Source data:
[Start of section]
PR #771, opened 2021-02-09
add Stack component

### LINKED ISSUE #770: Component - Stack
- [x] create component
- [x] create story file
- [x] create test file
- [x] create index file

ti10le:
closes #770

### DIFF
--- a/package.json
+++ b/package.json
@@ -34,7 +34,7 @@
     "pretty-quick": "3.1.0",
     "react": "17.0.1",
     "react-dom": "17.0.1",
-    "react-flatten-children": "1.1.2",
+    "react-keyed-flatten-children": "1.3.0",
     "shelljs": "0.8.4",
     "ts-node": "9.1.1",
     "tsdx": "0.14.1",
--- a/package.json
+++ b/package.json
@@ -34,6 +34,7 @@
     "pretty-quick": "3.1.0",
     "react": "17.0.1",
     "react-dom": "17.0.1",
+    "react-flatten-children": "1.1.2",
     "shelljs": "0.8.4",
     "ts-node": "9.1.1",
     "tsdx": "0.14.1",
--- a/packages/components/src/Stack/Stack.test.tsx
+++ b/packages/components/src/Stack/Stack.test.tsx
@@ -1,6 +1,7 @@
 import React from 'react';
 import { render, screen } from '@testing-library/react';
 import { Stack, Text } from '@marigold/components';
+import flattenChildren from 'react-flatten-children';
 
 test('supports default space prop', () => {
   render(
@@ -58,4 +59,17 @@ test('accepts custom styles prop className', () => {
   const stack = screen.getByTitle(/stack/);
 
   expect(stack.className).toMatch('custom-class-name');
+});
+
+test('flatten children works', () => {
+  const children = [<>test1</>, <>test2</>];
+
+  flattenChildren(children).map(child => {
+    render(<div>{child}</div>);
+  });
+
+  const stack = screen.getByText(/test1/);
+  const stack2 = screen.getByText(/test2/);
+  expect(stack).toBeDefined();
+  expect(stack2).toBeDefined();
 });
--- a/packages/components/src/Stack/Stack.test.tsx
+++ b/packages/components/src/Stack/Stack.test.tsx
@@ -1,0 +1,94 @@
+import React from 'react';
+import { render, screen } from '@testing-library/react';
+import { Stack, Text } from '@marigold/components';
+
+test('supports default space prop', () => {
+  render(
+    <Stack title="stack">
+      <Text>stack</Text>
+    </Stack>
+  );
+  const stack = screen.getByTitle(/stack/);
+
+  expect(stack).toHaveStyle(`padding: 0px`);
+});
+
+test('supports custom space prop', () => {
+  render(
+    <Stack space={4} title="stack">
+      <Text>stack</Text>
+    </Stack>
+  );
+  const stack = screen.getByTitle(/stack/);
+
+  expect(stack).toHaveStyle(`padding: 32px`);
+});
+
+test('supports default align prop', () => {
+  render(
+    <Stack title="stack">
+      <Text title="stackContent">stack</Text>
+    </Stack>
+  );
+  const stack = screen.getByText(/stack/);
+
+  stack.hasAttribute(`align-items: flex-start`);
+});
+
+test('supports center align prop', () => {
+  render(
+    <Stack align="center" title="stack">
+      <Text title="stackContent">stack</Text>
+    </Stack>
+  );
+  const stack = screen.getByText(/stack/);
+
+  stack.hasAttribute(`align-items: center`);
+});
+
+test('supports right align prop', () => {
+  render(
+    <Stack align="right" title="stack">
+      <Text title="stackContent">stack</Text>
+    </Stack>
+  );
+  const stack = screen.getByText(/stack/);
+
+  stack.hasAttribute(`align-items: flex-end`);
+});
+
+test('supports two children', () => {
+  render(
+    <Stack align="right" title="stack">
+      <Text title="stackContent">stack</Text>
+      <Text title="stackContent2">secondStack</Text>
+    </Stack>
+  );
+  const stack = screen.getByText(/stack/);
+  const secondStack = screen.getByText(/secondStack/);
+
+  expect(stack).toBeDefined;
+  expect(secondStack).toBeDefined;
+});
+
+test('renders correct HTML element', () => {
+  render(
+    <Stack title="stack">
+      <Text>sdf</Text>
+    </Stack>
+  );
+  const stack = screen.getByTitle(/stack/);
+
+  expect(stack instanceof HTMLDivElement).toBeTruthy();
+});
+
+test('accepts custom styles prop className', () => {
+  render(
+    <Stack className="custom-class-name" title="stack">
+      <Text>text</Text>
+    </Stack>
+  );
+  const stack = screen.getByTitle(/stack/);
+
+  expect(stack.className).toMatch('custom-class-name');
+});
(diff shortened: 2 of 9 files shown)


packages/components/src/Stack/Stack.tsx
```diff
@@ -0,0 +1,51 @@
...
+        p={space}
+        display={display}
+        flexDirection={flexDirection}
+        className={classNames}
+        {...props}
+      >
+        {stackItems.map((child, index) => {
+          return (
+            <Box
+              key={index.toString()}
```
ti10le, line 37: This is because of a react console error that every child needs an unique key. Is this ok or do you have a better idea? @viktoria-schwarz @sebald

package.json
```diff
@@ -34,6 +34,7 @@
     "pretty-quick": "3.1.0",
     "react": "17.0.1",
     "react-dom": "17.0.1",
+    "react-flatten-children": "1.1.2",
```
ti10le, line 37: use this to get every child of the Stack

packages/components/src/Stack/Stack.tsx
```diff
@@ -0,0 +1,51 @@
+import React from 'react';
+import { useStyles, system } from '@marigold/system';
+import { Box } from '../Box';
+import flattenChildren from 'react-flatten-children';
+
+type StackProps = {
+  space?: 0 | 4 | 8 | 16 | 24 | 32 | 40 | 48 | 56 | 64 | 88;
```
sebald, line 7: Why doesn't it use `spaces` from the theme 🤔

packages/components/src/Stack/Stack.tsx
```diff
@@ -0,0 +1,51 @@
...
+  align?: 'left' | 'right' | 'center';
+};
+
+export const Stack = system<StackProps, 'div'>(
+  ({ space = 0, align = 'left', className, children, ...props }) => {
+    const classNames = useStyles({}, className);
```
sebald, line 13: Does this do anything?

packages/components/src/Stack/Stack.tsx
sebald: https://reactjs.org/docs/fragments.html#short-syntax

packages/components/src/Stack/Stack.test.tsx
```diff
@@ -0,0 +1,61 @@
+import React from 'react';
+import { render, screen } from '@testing-library/react';
+import { Stack, Text } from '@marigold/components';
+
```
sebald, line 4: Maybe add a test with Fragments to see that `react-flatten-children` works :)

packages/components/src/Stack/Stack.test.tsx
```diff
@@ -0,0 +1,61 @@
...
+test('supports default space prop', () => {
+  render(
+    <Stack title="stack">
+      <Text>stack</Text>
+    </Stack>
+  );
+  const stack = screen.getByTitle(/stack/);
+
+  expect(stack).toHaveStyle(`padding: 0px`);
```
sebald, line 13: Shouldn't that be `padding-top`?

sebald (changes requested):

packages/components/src/Stack/Stack.tsx
ti10le: I thought we dont want a dependency from theme

packages/components/src/Stack/Stack.tsx
ti10le: No, but if I give custom classNames

packages/components/src/Stack/Stack.test.tsx
ti10le: Could be both. In the first box I rendered its padding and in the box from the map() its pt. I think this is enough?

packages/components/src/Stack/Stack.tsx
sebald: No variants, but will still have to make sure that everything adheres the spaces of the whole app.

packages/components/src/Stack/Stack.tsx
sebald: You mean the base css props? The box will have them anyway.

packages/components/src/Stack/Stack.test.tsx
sebald: But you are testing the inner components. Shouldn't they only have top padding

packages/components/src/Stack/Stack.tsx
ti10le: No I mean custom user styling when i use <Stack classNames="my-custom-style">

packages/components/src/Stack/Stack.test.tsx
ti10le: No in this case i am testing the outer component.
"getByTitle"

packages/components/src/Stack/Stack.tsx
sebald: When you use? :D

packages/components/src/Stack/Stack.tsx
ti10le: hm ok but if i import space from theme i have also a dependency to the b2b theme? Os there another way?

packages/components/src/Stack/Stack.tsx
ti10le: e.g. like this: `<Stack space={24} className={useStyles({ bg: '#f3f3f3' })}>`

packages/components/src/Stack/Stack.tsx
sebald: That's not what I meant. The space printers should read from theme.space. there is no need to depend on a certain theme.

packages/components/src/Stack/Stack.tsx
sebald: But in this case you get the className anyway, so you can just put the className on the inner div.

ti10le: ooooh so right

packages/components/src/Stack/Stack.tsx
ti10le: Updated this PR :)

packages/components/src/Stack/Stack.test.tsx
```diff
@@ -0,0 +1,75 @@
...
+    <Stack className="custom-class-name" title="stack">
+      <Text>text</Text>
+    </Stack>
+  );
+  const stack = screen.getByTitle(/stack/);
+
+  expect(stack.className).toMatch('custom-class-name');
+});
+
+test('flatten children works', () => {
```
sebald, line 64: You should test that with the <Stack> component :D

packages/components/src/Stack/Stack.tsx
```diff
@@ -0,0 +1,52 @@
+import React from 'react';
+import { system } from '@marigold/system';
+import { Box } from '../Box';
+import flattenChildren from 'react-flatten-children';
```
sebald, line 4: what about the other package that has more downloads? :)

packages/components/src/Stack/Stack.tsx
```diff
@@ -0,0 +1,52 @@
...
+
+type StackProps = {
+  space?: Theme['space'];
+  align?: 'left' | 'right' | 'center';
+};
+
+export const Stack = system<StackProps, 'div'>(
+  ({ space = 0, align = 'left', className, children, ...props }) => {
+    let stackItems = flattenChildren(children);
+    let spaceValue: number = +space;
```
sebald, line 15: Already a Number. Don't copy/paste code blindly :P

packages/components/src/Stack/Stack.tsx
```diff
@@ -0,0 +1,52 @@
...
+      flexDirection = 'row';
+      alignItems = 'flex-start';
+    }
+
+    return (
+      <Box
+        p={spaceValue}
+        display={display}
+        flexDirection={flexDirection}
+        className={className}
```
sebald, line 31: No need to get that in line 13. just spread it with the rest of the props!

packages/components/src/Stack/Stack.tsx
```diff
@@ -0,0 +1,52 @@
...
+        {...props}
+      >
+        {stackItems.map((child, index) => {
+          return (
+            <React.Fragment key={index}>
```
sebald, line 36: Use the shorthand `<>`

sebald (changes requested):

packages/components/src/Stack/Stack.tsx
ti10le: I would like to use React.Children.map then we need no extra dependency, ok?

sebald: That will not cover the case of someone uses Fragments

packages/components/src/Stack/Stack.tsx
ti10le: Hm.. I tried it

packages/components/src/Stack/Stack.tsx
ti10le: OK

packages/components/src/Stack/Stack.tsx
ti10le: But then I get an error from p and pt.
Bildschirmfoto 2021-02-17 um 08 50 05

packages/components/src/Stack/Stack.tsx
ti10le: But then this test tests if flattenChildren working? 
test('supports two children' ...)

packages/components/src/Stack/Stack.tsx
sebald: Yeah, because spaces can also be an object

packages/components/src/Stack/Stack.tsx
sebald: Hm. What's the error?

packages/components/src/Stack/Stack.tsx
sebald: It needs more nesting, not multiple Childs

ti10le: Please have one more look at my changes :) :D

sebald (approved):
[End of section]
▶ **YOUR OBJECTIVE**: Retype exactly the lines from the first line of the records above through the line containing "-34,7 +34,7 @@", both included, and nothing else.

▶ **SOLUTION**:
PR #771, opened 2021-02-09
add Stack component

### LINKED ISSUE #770: Component - Stack
- [x] create component
- [x] create story file
- [x] create test file
- [x] create index file

ti10le:
closes #770

### DIFF
--- a/package.json
+++ b/package.json
@@ -34,7 +34,7 @@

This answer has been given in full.